The ARTAIS Fund investment strategy is a blend of three investment models. By using a multi-model approach, the Fund is able to focus on an absolute return strategy.

In addition to historical data and current events, there are three investment models that strongly influence our strategy:

Currently ARTAIS is invested like this:

Historical Market Volatility – As markets become more volatile, investor fear rises. This model uses historic data on volatility to gauge when fear is greatest in the market or, likewise, when investors are comfortable investing in the S&P 500 or  Nasdaq 100 – or would prefer to move to safe-haven investments such as gold or cash.

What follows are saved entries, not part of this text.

PR #293, opened 2021-12-06
Column types

benbc:


cohortextractor2/dsl.py
```diff
@@ -243,7 +243,7 @@ def not_null_patient_series(patient_series: PatientSeries) -> PatientSeries:
 
 
 def categorise(
-    mapping: dict[Expression, PatientSeries], default: Expression | None = None
+    mapping: Mapping[Expression, PatientSeries], default: Expression | None = None
```
inglesp, line 260: What does `Mapping` give us?

inglesp (approved):
Looks good.

cohortextractor2/dsl.py
```diff
@@ -55,7 +55,7 @@
 from __future__ import annotations
 
 from dataclasses import dataclass
-from typing import Union
+from typing import Mapping, Union
```
ghickman, line 58: typing.Mapping was deprecated in 3.9, shall we use collections.abc.Mapping directly to avoid future churn?

cohortextractor2/dsl.py
```diff
@@ -237,13 +246,18 @@ def __hash__(self) -> int:
...
+
+
 def not_null_patient_series(patient_series: PatientSeries) -> PatientSeries:
     comparator_value = Comparator(lhs=patient_series.value, operator="__ne__", rhs=None)
     return PatientSeries(value=comparator_value)
 
 
 def categorise(
-    mapping: dict[Expression, PatientSeries], default: Expression | None = None
+    mapping: Mapping[Expression, PatientSeries], default: Expression | None = None
```
ghickman, line 260: What does the switch to Mapping do here?

ghickman (approved):
Looks great, just one question for help me understand the change.

rebkwok (commented):
Everything here makes sense, just a comment about naming; we now have a `Column` in `dsl.py`, another `Column` in `query_language.py`, another in the `backends/base.py` and a `DSLColumn` which is actually a type.  It's starting to get difficult to remember which one you're dealing with.  Is there something else we could call a  Column in either the DSL or query language?  And maybe types should be explictly named `ColumnType` etc?

cohortextractor2/dsl.py
benbc: `Mapping` is covariant in the value type, `dict` isn't. I actually _don't_ need that for this PR but used it in the spike this is based on when we need to pass in different types of `PatientSeries`.

Actually I think we might need a bit of rework for the typing of categories, so I'll pull that out now and we can reintroduce it later if necessary.

cohortextractor2/dsl.py
benbc: Oh yes, thank you. I've pulled this change out, actually.

cohortextractor2/dsl.py
benbc: See my answer to Peter's question.

benbc:
@rebkwok Yes, it's getting a bit messy. We need to sort out the relationship between the tables and contracts anyway -- and we discussed doing that as part of George's current story. Are you happy to merge this as is and fix up the column naming at the same time?

rebkwok:
> Are you happy to merge this as is and fix up the column naming at the same time?

yes, sure, as long as it's on the radar for later

rebkwok (approved):

PR #295, opened 2021-12-07
Operator overloading for filter syntax

benbc:


benbc:
@inglesp A few things about the surface here that deserve discussion.

1. `flake8` doesn't like us doing equality comparisons with `True`. I've experimented here with allowing `BoolColumn`s to be used directly as predicates to cope with that case. Let me know what you think of that.
2. `flake8` _also_ doesn't like doing equality comparisons against `None`. I've silenced it in that instance. I think there's a case for allowing _any_ column to be passed "naked" in order express a null check (like `events.filter(events.code)` instead of `events.filter(events.code != None)`). Not sure it's clear, though. I'd like to understand the use case for these checks.
3. I think maybe we should invert the codelist thing, so that we do `events.filter(code.is_in(codelist))` rather than `events.filter(codelist.contains(code))`. Seems a bit more consistent with the operator overloading elsewhere and it's a possibility now that we have these column types where before it was not possible.

benbc:
@inglesp I've added a commit which inverts the codelist membership test. Easy to pull it out if you don't like it.

benbc:
@inglesp And another commit with an alternative approach for checking nulls.

cohortextractor2/dsl.py
```diff
@@ -221,10 +213,51 @@ def __hash__(self) -> int:
...
+    def is_true(self) -> Predicate:
+        return Predicate(self, "equals", True)
+
+
+class DateColumn(Column):
+    def __gt__(self, other: str) -> Predicate:
+        return Predicate(self, "greater_than", other)
+
+    def __lt__(self, other: str) -> Predicate:
+        return Predicate(self, "less_than", other)
```
rebkwok, line 250: Should this have other operators too?  It's reasonable to expect to be able do <=, >=, ==, != on dates.  Possibly it'd make sense for there to be a base Column for shared operator methods - I'd expect `DateColumn` and `IntColumn` at least to share some of these methods.

cohortextractor2/query_language.py
```diff
@@ -1,3 +1,5 @@
+from __future__ import annotations
```
rebkwok, line 1: There was some discussion about whether this was a bad idea or not;  I'm not sure we came to any conclusions, but maybe it should be discussed some more

tests/test_dsl.py
```diff
@@ -67,7 +68,7 @@ class OldCohort(OldCohortWithPopulation):
     cohort = cohort_with_population
     events = tables.clinical_events
     cohort.code = (
-        events.filter(codelist(["Code1"], "ctv3").contains(events.code))
+        events.filter(events.code.is_in(codelist(["Code1"], "ctv3")))
```
rebkwok, line 71: :+1: I prefer this

cohortextractor2/dsl.py
rebkwok: Also a date-specific `betweeen` method?

rebkwok (approved):
LGTM.  A few comments/questions but nothing major

cohortextractor2/dsl.py
```diff
@@ -91,11 +90,7 @@ class EventFrame:
...
 
-    def filter(  # noqa: A003
-        self,
-        column_or_expr: Column | CodelistFilterExpr,
-        **kwargs: str | Codelist | None | bool,
-    ) -> EventFrame:
+    def filter(self, predicate: Predicate | BoolColumn) -> EventFrame:  # noqa: A003
         """Return a new EventFrame with given filter.
 
         Note that while we are building the DSL, this method takes either an expression
```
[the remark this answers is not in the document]
benbc: Oh yes, I meant to come back to that. Thanks.

cohortextractor2/dsl.py
benbc: Oh yes, absolutely. I just added enough to satisfy the existing tests. You're right that I should chuck in a bunch more while I'm at it.

benbc: > Possibly it'd make sense for there to be a base Column for shared operator methods

Yes, I wondered about that. Or about having mixins for groups of operators. Or something. I'll try filling out the set of operators and then see if it makes sense to refactor.

cohortextractor2/dsl.py
```diff
@@ -222,6 +214,18 @@ def __hash__(self) -> int:
         return hash(repr(self.value))
 
 
+class Predicate:
+    def __init__(
+        self, column: Column, operator: str, other: str | bool | Codelist | None
```
inglesp, line 218: Must the LHS of the predicate be a `Column`?

This means we can do `.filter(col > 123)` but can't do `.filter(123 < col)`.

tests/test_dsl.py
inglesp: Me too.

Also, we can return to using `make_codelist` in these tests.

cohortextractor2/dsl.py
inglesp: Also: we're going to want to use `PatientSeries` in predicates.

For instance, in the example I documented we've got `covid_imms.filter(imms.date > (cohort.first_date + 28))`.  `imms.date` is a `Column`, but `cohort.first_date` and `cohort.first_date + 28` are `PatientSeries`.

inglesp (approved):
All looks good and easy to follow.

To respond to your questions:

> I've experimented here with allowing `BoolColumns` to be used directly as predicates to cope with that case...

Makes good sense.  We'd want to catch users doing `col == True` and tell them what they should do instead.  Also: will we need a way to negate a column to provide an alternative to `.filter(col == False)`?

> I think there's a case for allowing any column to be passed "naked" in order express a null check (like `events.filter(events.code)` instead of `events.filter(events.code != None)`)...

I like the explicit `isnull` that you've added in 6b2cb5a.

> I think maybe we should invert the codelist thing...

Agree.

---

Happy for this to be merged soon, but I'd like to revisit using `PatientSeries` in predicates.

benbc:
@inglesp 

> > I've experimented here with allowing BoolColumns to be used directly as predicates to cope with that case...

> Makes good sense. We'd want to catch users doing col == True and tell them what they should do instead.

Or, it occurs to me as I implement it, we could just allow them to do the `== True` check -- but provide the alternative `.is_true()`, so that they have a way of doing it that doesn't cause any warnings. WDYT?

inglesp:
> @inglesp
> 
> > > I've experimented here with allowing BoolColumns to be used directly as predicates to cope with that case...
> 
> > Makes good sense. We'd want to catch users doing col == True and tell them what they should do instead.
> 
> Or, it occurs to me as I implement it, we could just allow them to do the `== True` check -- but provide the alternative `.is_true()`, so that they have a way of doing it that doesn't cause any warnings. WDYT?

I don't have a strong opinion.  I'm happy with supporting multiple ways of doing something, as long as they're properly equivalent.

cohortextractor2/dsl.py
benbc: It seems that writing the comparison the other way round just works (TM).

benbc: I've added a separate story for using patient series in predicates.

-Currently, this model is holding SPX, QQQ and cash:
Long/Short Traditional – Based on traditional technical analysis, this model utilizes Fibonacci numbers, Elliot Wave theory and market trends. Why? Today, more and more trading is done by electronic trading systems, which require specific buy-and-sell “signals” be programmed into the trading system. A majority of automated trading systems use traditional technical analysis to program these signals. This model offers important data to determine whether to go long or short the S&P 500, Nasdaq 100, US Dollar and US Treasury Bills.


– Currently this model is long only. ARTAIS is holding SPX, SSO (SPX 2x) ETFs, and UUP (US Dollar Index):

Seasonal Trends – Historical patterns in the market have shown that certain times of year are stronger for the market than others. For example, the old Wall Street adage “Sell in May, and go away” does indeed hold some truth. Trading volume is typically lower over the summer months as traders and portfolio managers go on vacation.


This model, however, goes a bit deeper by also studying the historical strength of the various sectors of the market. For example, the technology sector tends to perform well at the end of the year and into the first month of a new year. Company budgets need to be used or lost, often precipitating large tech purchases. There is also anticipation of new equipment purchases as new budgets begin in January. The seasonal trends model invests in energy, technology and gold, and moves to cash during the summer months.


-this model is invested is in cash (money market) during the summer months.


Why use multiple models? Because no model works 100% of the time. By incorporating three models (along with historical data and constant monitoring of current market conditions) into one portfolio, ARTAIS gives investors not only diversification among asset classes, but diversification among investment methodology.